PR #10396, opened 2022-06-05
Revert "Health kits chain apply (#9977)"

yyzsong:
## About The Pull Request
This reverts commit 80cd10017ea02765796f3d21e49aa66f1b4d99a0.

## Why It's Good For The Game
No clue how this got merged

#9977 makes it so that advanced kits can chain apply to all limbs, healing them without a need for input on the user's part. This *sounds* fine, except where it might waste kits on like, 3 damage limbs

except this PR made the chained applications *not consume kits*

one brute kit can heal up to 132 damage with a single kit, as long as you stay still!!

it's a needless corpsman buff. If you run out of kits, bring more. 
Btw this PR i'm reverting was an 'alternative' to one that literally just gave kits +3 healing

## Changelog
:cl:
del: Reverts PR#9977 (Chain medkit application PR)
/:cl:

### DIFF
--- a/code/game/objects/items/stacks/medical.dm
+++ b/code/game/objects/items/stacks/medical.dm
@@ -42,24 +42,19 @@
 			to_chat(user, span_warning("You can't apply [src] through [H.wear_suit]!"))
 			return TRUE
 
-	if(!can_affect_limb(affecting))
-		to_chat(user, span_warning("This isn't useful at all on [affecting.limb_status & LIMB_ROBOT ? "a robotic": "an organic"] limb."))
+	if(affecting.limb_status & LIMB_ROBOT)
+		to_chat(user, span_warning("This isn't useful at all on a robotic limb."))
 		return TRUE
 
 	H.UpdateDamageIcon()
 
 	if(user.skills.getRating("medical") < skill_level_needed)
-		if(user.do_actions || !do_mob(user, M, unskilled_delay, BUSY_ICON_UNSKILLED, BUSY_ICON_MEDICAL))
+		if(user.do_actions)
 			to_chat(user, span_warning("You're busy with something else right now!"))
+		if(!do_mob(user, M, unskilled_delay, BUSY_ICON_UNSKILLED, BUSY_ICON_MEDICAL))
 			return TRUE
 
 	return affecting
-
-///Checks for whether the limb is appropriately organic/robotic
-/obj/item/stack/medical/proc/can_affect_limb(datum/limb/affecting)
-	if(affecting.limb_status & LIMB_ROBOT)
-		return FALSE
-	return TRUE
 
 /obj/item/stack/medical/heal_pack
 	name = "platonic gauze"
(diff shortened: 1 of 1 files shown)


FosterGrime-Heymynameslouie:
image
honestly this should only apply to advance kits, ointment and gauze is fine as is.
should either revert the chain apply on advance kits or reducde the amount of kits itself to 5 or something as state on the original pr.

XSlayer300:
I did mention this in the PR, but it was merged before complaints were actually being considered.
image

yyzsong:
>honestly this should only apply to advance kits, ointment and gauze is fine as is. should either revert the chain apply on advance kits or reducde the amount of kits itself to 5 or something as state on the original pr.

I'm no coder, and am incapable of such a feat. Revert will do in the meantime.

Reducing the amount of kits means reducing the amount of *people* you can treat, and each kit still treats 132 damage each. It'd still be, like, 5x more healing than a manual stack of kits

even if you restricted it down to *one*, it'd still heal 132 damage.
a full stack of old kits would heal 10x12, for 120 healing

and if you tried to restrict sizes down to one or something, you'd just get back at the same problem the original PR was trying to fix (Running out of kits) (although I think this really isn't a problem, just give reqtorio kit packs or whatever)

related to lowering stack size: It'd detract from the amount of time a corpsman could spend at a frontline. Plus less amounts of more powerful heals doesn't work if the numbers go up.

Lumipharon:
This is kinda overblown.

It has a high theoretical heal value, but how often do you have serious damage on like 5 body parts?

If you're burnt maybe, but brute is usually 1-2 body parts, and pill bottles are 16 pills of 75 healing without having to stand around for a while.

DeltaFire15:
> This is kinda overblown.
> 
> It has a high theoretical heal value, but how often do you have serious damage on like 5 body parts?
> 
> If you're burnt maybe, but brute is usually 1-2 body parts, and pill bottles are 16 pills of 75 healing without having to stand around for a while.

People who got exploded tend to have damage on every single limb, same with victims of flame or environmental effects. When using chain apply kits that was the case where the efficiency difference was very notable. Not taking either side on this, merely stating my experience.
━━━━━━━━━━━━━━━━
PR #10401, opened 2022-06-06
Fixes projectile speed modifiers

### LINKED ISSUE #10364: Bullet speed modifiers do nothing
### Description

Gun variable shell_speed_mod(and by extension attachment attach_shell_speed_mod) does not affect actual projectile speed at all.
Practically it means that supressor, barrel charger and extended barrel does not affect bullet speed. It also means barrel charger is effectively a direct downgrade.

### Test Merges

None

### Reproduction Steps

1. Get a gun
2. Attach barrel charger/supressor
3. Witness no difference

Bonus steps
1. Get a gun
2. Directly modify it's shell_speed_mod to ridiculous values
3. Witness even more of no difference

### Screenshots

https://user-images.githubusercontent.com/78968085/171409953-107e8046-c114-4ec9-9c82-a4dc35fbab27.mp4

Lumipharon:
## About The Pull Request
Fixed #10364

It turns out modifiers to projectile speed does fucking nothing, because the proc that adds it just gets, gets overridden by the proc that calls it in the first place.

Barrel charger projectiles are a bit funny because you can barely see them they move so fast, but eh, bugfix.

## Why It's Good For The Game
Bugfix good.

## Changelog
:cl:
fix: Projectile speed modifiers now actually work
━━━━━━━━━━━━━━━━
◆ **Problem details**
What do the lines above say from the one containing "Practically it means" down to the one containing "### Screenshots"? Return them exactly, both end lines included, and only them.

◆ **Answer to this task**
Practically it means that supressor, barrel charger and extended barrel does not affect bullet speed. It also means barrel charger is effectively a direct downgrade.

### Test Merges

None

### Reproduction Steps

1. Get a gun
2. Attach barrel charger/supressor
3. Witness no difference

Bonus steps
1. Get a gun
2. Directly modify it's shell_speed_mod to ridiculous values
3. Witness even more of no difference

### Screenshots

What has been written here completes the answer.